[Task instructions] Begin with the line that holds "Feat/support ios14" and repeat each line after it exactly, ending with the last line of the listing.

[Excerpted records]

PR #61, opened 2024-01-12
Feat/support ios14

cejanen:
There was a request to support version of iOS. This PR changes supported iOS version and fix all necessary places when iOS 15 is required. 
In common the iOS 14 support is without upload task, for iOS 14 is generated sessionID via formatter instead of iOS15 function formattedDate. 
Tests passed.


Sources/Networking/Core/APIManager.swift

[Solution to this problem]
Feat/support ios14

cejanen:
There was a request to support version of iOS. This PR changes supported iOS version and fix all necessary places when iOS 15 is required. 
In common the iOS 14 support is without upload task, for iOS 14 is generated sessionID via formatter instead of iOS15 function formattedDate. 
Tests passed.


Sources/Networking/Core/APIManager.swift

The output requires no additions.